Профессор Лаунсбери: Кем, вы сказали, является этот человек?

Доктор Хатчинсон: Дринкхаймер, профессор в Лейпциге. Он не пишет для журналов.

Профессор Лаунсбери: Тогда вы согласны со мной, что когда человеку есть что сказать, он это скажет?

Профессор Мюнстерберг: У нас есть отличная иллюстрация к этому пункту в работе по истории, представленной на последних вступительных экзаменах. В ответ на вопрос «Назовите первых двух президентов Соединенных Штатов» один кандидат написал: «Первым пресидентом был Джордж Вашингтон; его предшественником был Александр Гамильтон». Заметьте необычайную психологическую корреляцию между мыслью и выражением в таком ответе.

Профессор Харт: Я не думаю, что молодой человек был несправедлив по отношению к Александру Гамильтону. Вы помните, что Гамильтон был одним из главных основателей системы привилегий, которая породила в наши дни лоримеризм и подкуп южных делегатов. Если бы не Гамильтон и его компания, мы не были бы сейчас вынуждены вести кампанию за социальную справедливость, и мне не пришлось бы писать историю «Лося» (Bull Moose) для «Кольерс».

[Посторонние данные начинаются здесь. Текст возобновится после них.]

Issue #32113, opened 2021-01-22
[4.0][BS5] TODO RTL css


brianteeman:
all rtl needs to be reviewed etc

brianteeman:
ALL the rtl scss that we have needs to be reviewed to see if it is even needed now.

As well as the start/end stuff there is also magic taking process when the compilation takes place. Bootstrap 5 uses rtlcss methodology which provides magic transformations and the use of rtl variables if necessary. 

We should end up with nothing in the template-rtl.scss file

### magic
This css 

```
.list-group .published {
    padding-left: .9rem;
    border-left: 5px solid var(--success);
}

```
will magically be written in the template-rtl.css file as
```

.list-group .published {
    padding-right: .9rem;
    border-right: 5px solid var(--success);
}
```

### Variables
```
h1 {
  font-weight: 700 /* rtl:600 */;
}
```
will be written in the template-rtl.css file as
```
h1 {
  font-weight: 600;
}
```

I suspect that we will be able to completely remove the template-rtl.scss file eventually.

### More information :
https://getbootstrap.com/docs/5.0/getting-started/rtl/

https://rtlcss.com/learn/

https://rtlcss.com/playground/

brianteeman:
Note that for this all to work we will need to change our build scripts

wilsonge:
Yeah this is a build script change and a lot of SCSS changes (to add all the relevant comments). I did actually do basic testing of the RTL views - and I think most the stuff continues to work as before for now. There's one bug JM raised with the menu now staying sticky on scroll. But I think by and large RTL continues to work with the hacky overrides. I *think* this may be something we don't have to prioritise for 4.0 stable but more like something we target for 4.1.

infograf768:
RTL admin menu is working fine now with Dimitris patch

infograf768:
`float-start` is really broken in RTL: it always gives a float: left

wilsonge:
Float-start previously was float-left which also always did a float left. This won’t have changed

brianteeman:
Please give an example

ciar4n:
I think its rename to `float-start` in BS5 is a bit deceiving. It gives the impression that it is a logical property and therefore switches direction in RTL which it does not. Float as a logical property is only supported in Firefox (`float: inline-start;`).

Ideally, floating elements should be avoided. Its only real use these days is where it was originally designed for and that is within an article where you want text to wrap around an element (eg. an image). 

[...]

PR #32177, opened 2021-01-27
[4.0] RTL input groups rounded corners

brianteeman:
Since the BS5 upgrade some of the rounded corners are incorrect. I have put the corrections in the vendor/bootstrap/_bootstrap-rtl.scss that @infograf768 created.

The existing rounded corners code in the template-rtl.scss file may or may not be needed I didnt check.

scss really isnt my thing

## Before
chrome_2021-01-27_22-22-14

chrome_2021-01-27_22-22-54

chrome_2021-01-27_22-23-36

## After
chrome_2021-01-27_22-26-02

chrome_2021-01-27_22-25-34

chrome_2021-01-27_22-25-03

### DIFF
--- a/administrator/templates/atum/scss/vendor/bootstrap/_bootstrap-rtl.scss
+++ b/administrator/templates/atum/scss/vendor/bootstrap/_bootstrap-rtl.scss
@@ -142,3 +142,35 @@
   padding-left: 0 !important;
 }
 
+
+.input-group {
+  &:not(.has-validation) {
+    > :not(:last-child):not(.dropdown-toggle):not(.dropdown-menu),
+    > .dropdown-toggle:nth-last-child(n + 3) {
+      @include border-end-radius($border-radius);
+    }
+  }
+
+  &.has-validation {
+    > :nth-last-child(n + 3):not(.dropdown-toggle):not(.dropdown-menu),
+    > .dropdown-toggle:nth-last-child(n + 4) {
+      @include border-end-radius(0);
+    }
+  }
+  $validation-messages: "";
+  @each $state in map-keys($form-validation-states) {
+    $validation-messages: $validation-messages + ":not(." + unquote($state) + "-tooltip)" + ":not(." + unquote($state) + "-feedback)";
+  }
+
+  > :not(:first-child):not(.dropdown-menu)#{$validation-messages} {
+    margin-left: -$input-border-width;
+    @include border-start-radius(0);
+    @include border-end-radius(0);
+  }
+
+  > :last-child:not(.dropdown-menu)#{$validation-messages} {
+    margin-left: -$input-border-width;
+    @include border-start-radius($border-radius);
+    @include border-end-radius(0);
+  }
+}


bembelimen:
Isn't this more a BS5 RTL issue and should be reported there?

infograf768:
> Isn't this more a BS5 RTL issue and should be reported there?

We are not using the bootstrap5 rtl possibilities right now. Thus why we had to create overrides.

ceford:
Is there an easy way to invoke rtl behaviour? I tried fiddling with direction in the Atum index.php but that did not do anything.<hr /><sub>This comment was created with the <a href="https://github.com/joomla/jissues">J!Tracker Application</a> at <a href="https://issues.joomla.org/tracker/joomla-cms/32177">issues.joomla.org/tracker/joomla-cms/32177</a>.</sub>

HLeithner:
I thought we will use bs5 right to left support, shouldn't we work on that instead of do patchwork? I mean it's a bit waste of time or? @dgrammatiko @wilsonge what's missing to use the native RTL support?

wilsonge:
You run this https://rtlcss.com/ as postcss against the generated css file from SCSS (full info https://getbootstrap.com/docs/5.0/getting-started/rtl/) . See https://github.com/joomla/joomla-cms/issues/32113#issuecomment-765903379 for some more info

brianteeman:
@ceford you change the value of <rtl> in the langmetadata.xml file in the admin languages folder

@HLeithner until the build scripts are updated then there is no choice. And @wilsonge has said that they wont be done yet so this just moves us forward.

HLeithner:
Ok just read the comment thx

wilsonge:
> And @wilsonge has said that they wont be done yet so this just moves us forward.

Just to be clear if @dgrammatiko or someone contributes it then I'll definitely consider it. I just don't personally have the capacity because I wanna focus on the release blockers and there's a lot more people who can work on scss

dgrammatiko:
@wilsonge will do after the joomla update pr

brianteeman:
LEt me know if you need a hand on the update

ceford:
Fixed as illustrated if Debug System is Yes but not if Debug System is No. I guess that must be in the compilation of the min file. So is this a pass? Really weird to see English ltr layout! Thanks for the tip on how to set this up.

Another odd-ball: In ltr mode in Firefox and Chrome on Mac there is an enormous empty area to the left of the visible page. I can scroll left, and scroll and scroll and scroll but nothing comes into view.<hr /><sub>This comment was created with the <a href="https://github.com/joomla/jissues">J!Tracker Application</a> at <a href="https://issues.joomla.org/tracker/joomla-cms/32177">issues.joomla.org/tracker/joomla-cms/32177</a>.</sub>

brianteeman:
Anything holding back this PR from being merged and in the beta 7?

wilsonge:
No - good enough for a first pass

brianteeman:
Thanks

Доктор Хатчинсон: Но возвращаясь к главному пункту нашего исследования, является ли неспособность писать правильно признаком умственной слабости...

Профессор Мюнстерберг: По этому пункту, я полагаю, могу говорить авторитетно. Психологические тесты в лаборатории показывают, что средний первокурсник сегодня так же сообразителен, как и его предшественник пятьдесят или сто лет назад. Мы обследовали триста первокурсников из одиннадцати колледжей и университетов. Каждого просили заглянуть в темную коробку, по форме напоминающую камеру, через глазок диаметром шестнадцать миллиметров. При нажатии кнопки свет вспыхивал на листке бумаги внутри коробки, на котором было напечатано буквами высотой девять миллиметров следующее: «Какая ваша любимая еда на завтрак?». Кандидат должен был обозначить свой ответ, постукивая пальцем по столу: один стук за «Фаринетту», два стука за «Сухие отруби», три стука за «Атлас Крамбс» и так далее. Среднее время для трехсот ответов составило шесть и семь десятых секунды. После этого кандидатов попросили обдумать вопрос на досуге и сдать письменный ответ, заверенный нотариусом. При сравнении письменных ответов с лабораторными результатами оказалось, что только тридцать семь из трехсот постучали неверный ответ. Нужно ли говорить больше?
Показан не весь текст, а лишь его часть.